Could you reproduce, exactly as written, every line from the one containing "I have opened #1154." through the last line of the records, and nothing else?

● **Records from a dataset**
■ ■ ■ ■ ■
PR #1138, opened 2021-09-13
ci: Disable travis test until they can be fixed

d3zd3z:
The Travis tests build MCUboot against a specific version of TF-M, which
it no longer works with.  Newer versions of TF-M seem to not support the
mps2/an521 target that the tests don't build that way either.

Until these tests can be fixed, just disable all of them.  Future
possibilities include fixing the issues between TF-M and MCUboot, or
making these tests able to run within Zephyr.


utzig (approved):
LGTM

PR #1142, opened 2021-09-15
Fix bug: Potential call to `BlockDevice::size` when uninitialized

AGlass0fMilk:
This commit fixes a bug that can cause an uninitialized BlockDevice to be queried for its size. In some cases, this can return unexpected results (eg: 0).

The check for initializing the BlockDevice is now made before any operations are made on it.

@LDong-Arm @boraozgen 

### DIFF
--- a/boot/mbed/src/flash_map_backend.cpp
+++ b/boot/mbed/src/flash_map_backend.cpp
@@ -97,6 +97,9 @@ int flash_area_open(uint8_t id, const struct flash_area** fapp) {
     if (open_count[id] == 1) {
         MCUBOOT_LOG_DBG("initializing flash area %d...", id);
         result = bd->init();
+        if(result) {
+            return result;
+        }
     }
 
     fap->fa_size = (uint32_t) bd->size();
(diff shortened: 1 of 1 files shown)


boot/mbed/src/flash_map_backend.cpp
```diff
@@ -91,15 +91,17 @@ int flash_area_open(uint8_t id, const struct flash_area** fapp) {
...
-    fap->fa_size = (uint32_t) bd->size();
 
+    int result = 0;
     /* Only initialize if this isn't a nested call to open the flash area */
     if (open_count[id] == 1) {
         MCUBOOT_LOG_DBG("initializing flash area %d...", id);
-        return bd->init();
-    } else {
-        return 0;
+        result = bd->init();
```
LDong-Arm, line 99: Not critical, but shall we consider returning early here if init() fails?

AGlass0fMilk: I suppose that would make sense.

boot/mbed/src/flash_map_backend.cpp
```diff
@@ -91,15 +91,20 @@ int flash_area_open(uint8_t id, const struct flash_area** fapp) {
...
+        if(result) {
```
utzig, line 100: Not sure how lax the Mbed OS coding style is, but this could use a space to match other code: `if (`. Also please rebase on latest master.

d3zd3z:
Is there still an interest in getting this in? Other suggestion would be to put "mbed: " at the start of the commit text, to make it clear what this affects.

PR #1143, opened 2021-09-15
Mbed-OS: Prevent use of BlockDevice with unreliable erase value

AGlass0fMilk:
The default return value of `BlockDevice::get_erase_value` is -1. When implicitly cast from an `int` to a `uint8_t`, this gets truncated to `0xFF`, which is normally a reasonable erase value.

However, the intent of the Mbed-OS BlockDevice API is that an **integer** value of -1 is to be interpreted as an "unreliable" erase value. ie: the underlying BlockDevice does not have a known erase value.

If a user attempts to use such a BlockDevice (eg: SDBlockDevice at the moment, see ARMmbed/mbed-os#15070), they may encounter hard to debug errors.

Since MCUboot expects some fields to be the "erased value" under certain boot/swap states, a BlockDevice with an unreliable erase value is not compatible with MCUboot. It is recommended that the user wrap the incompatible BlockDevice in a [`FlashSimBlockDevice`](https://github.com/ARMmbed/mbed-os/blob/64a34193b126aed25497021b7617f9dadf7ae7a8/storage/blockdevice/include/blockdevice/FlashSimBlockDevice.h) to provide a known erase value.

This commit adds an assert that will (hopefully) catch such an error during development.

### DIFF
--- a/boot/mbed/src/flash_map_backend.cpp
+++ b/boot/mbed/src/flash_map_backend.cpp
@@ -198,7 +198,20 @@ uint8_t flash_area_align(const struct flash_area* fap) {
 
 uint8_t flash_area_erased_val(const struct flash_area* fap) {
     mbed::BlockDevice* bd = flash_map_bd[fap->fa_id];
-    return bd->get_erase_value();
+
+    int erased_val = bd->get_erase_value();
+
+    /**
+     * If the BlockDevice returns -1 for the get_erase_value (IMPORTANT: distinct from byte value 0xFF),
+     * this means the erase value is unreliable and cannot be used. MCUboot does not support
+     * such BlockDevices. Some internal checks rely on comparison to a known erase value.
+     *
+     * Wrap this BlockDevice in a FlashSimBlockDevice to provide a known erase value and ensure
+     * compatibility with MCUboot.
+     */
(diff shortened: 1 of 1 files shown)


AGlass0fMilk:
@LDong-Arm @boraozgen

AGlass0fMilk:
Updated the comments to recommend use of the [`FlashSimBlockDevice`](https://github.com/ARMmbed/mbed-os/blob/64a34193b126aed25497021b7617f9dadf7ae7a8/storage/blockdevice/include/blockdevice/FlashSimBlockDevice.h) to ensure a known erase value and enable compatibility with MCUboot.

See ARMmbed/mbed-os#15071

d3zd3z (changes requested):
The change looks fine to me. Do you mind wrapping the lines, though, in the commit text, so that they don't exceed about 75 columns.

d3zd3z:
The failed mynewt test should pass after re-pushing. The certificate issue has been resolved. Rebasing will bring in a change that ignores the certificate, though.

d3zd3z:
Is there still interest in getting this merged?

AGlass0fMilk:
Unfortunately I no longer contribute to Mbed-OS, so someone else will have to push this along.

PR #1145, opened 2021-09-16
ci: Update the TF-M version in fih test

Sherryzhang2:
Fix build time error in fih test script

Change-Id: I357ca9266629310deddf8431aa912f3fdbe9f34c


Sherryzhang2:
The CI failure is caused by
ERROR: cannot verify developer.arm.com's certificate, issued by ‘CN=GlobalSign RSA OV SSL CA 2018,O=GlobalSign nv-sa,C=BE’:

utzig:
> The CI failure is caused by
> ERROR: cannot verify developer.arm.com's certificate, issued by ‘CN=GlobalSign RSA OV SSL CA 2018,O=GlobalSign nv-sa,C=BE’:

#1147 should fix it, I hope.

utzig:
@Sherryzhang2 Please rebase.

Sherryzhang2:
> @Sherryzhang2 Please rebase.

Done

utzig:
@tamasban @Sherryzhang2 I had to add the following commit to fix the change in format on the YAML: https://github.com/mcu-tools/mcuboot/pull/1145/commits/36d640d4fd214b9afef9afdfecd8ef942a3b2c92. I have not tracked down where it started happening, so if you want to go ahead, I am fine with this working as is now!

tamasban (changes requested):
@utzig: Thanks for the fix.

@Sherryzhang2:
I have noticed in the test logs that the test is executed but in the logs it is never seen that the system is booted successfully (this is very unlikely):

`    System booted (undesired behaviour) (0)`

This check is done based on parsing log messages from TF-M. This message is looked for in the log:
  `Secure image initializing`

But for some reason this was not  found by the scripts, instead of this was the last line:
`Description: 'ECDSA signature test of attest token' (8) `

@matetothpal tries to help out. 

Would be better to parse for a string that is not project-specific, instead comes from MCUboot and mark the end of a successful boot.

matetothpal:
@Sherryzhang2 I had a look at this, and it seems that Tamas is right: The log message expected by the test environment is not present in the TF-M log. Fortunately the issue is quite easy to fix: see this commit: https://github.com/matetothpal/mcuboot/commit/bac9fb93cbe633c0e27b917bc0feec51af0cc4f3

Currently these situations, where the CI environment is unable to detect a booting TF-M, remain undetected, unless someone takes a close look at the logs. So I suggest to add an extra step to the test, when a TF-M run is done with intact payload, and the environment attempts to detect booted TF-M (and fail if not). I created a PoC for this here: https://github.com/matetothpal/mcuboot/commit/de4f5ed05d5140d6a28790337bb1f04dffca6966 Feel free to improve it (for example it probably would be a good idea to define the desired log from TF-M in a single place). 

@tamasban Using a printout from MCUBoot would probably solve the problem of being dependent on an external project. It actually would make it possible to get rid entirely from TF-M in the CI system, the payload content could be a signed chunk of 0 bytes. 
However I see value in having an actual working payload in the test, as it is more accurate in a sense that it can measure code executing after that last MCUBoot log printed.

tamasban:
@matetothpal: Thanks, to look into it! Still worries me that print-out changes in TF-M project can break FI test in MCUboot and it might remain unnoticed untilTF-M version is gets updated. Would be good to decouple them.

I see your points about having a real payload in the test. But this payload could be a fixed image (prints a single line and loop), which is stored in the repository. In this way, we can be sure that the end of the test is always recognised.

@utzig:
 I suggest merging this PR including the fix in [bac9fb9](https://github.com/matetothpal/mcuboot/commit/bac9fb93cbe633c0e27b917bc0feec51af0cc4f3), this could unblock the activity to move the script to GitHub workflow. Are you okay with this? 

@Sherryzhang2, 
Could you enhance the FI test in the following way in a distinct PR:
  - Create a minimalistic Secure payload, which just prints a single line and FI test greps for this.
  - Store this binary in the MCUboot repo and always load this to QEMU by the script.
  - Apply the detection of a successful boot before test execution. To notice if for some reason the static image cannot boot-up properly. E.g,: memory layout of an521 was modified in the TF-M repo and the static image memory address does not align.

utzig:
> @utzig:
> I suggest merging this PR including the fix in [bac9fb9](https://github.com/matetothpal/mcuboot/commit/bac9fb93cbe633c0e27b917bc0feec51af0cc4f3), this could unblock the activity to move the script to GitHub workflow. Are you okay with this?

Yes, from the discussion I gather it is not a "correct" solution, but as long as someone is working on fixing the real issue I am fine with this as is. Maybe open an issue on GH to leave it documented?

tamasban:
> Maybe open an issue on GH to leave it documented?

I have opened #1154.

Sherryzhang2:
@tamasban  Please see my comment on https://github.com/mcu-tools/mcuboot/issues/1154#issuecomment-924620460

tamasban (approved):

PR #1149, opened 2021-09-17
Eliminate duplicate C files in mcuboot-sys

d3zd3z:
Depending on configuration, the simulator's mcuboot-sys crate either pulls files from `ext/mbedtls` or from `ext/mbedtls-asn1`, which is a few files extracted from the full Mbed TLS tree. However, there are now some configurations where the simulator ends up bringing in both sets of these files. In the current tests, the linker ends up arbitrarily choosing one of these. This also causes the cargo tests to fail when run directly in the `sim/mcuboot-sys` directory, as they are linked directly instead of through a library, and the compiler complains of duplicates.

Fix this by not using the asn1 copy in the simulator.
■ ■ ■ ■ ■
● **The completed task**
I have opened #1154.

Sherryzhang2:
@tamasban  Please see my comment on https://github.com/mcu-tools/mcuboot/issues/1154#issuecomment-924620460

tamasban (approved):

PR #1149, opened 2021-09-17
Eliminate duplicate C files in mcuboot-sys

d3zd3z:
Depending on configuration, the simulator's mcuboot-sys crate either pulls files from `ext/mbedtls` or from `ext/mbedtls-asn1`, which is a few files extracted from the full Mbed TLS tree. However, there are now some configurations where the simulator ends up bringing in both sets of these files. In the current tests, the linker ends up arbitrarily choosing one of these. This also causes the cargo tests to fail when run directly in the `sim/mcuboot-sys` directory, as they are linked directly instead of through a library, and the compiler complains of duplicates.

Fix this by not using the asn1 copy in the simulator.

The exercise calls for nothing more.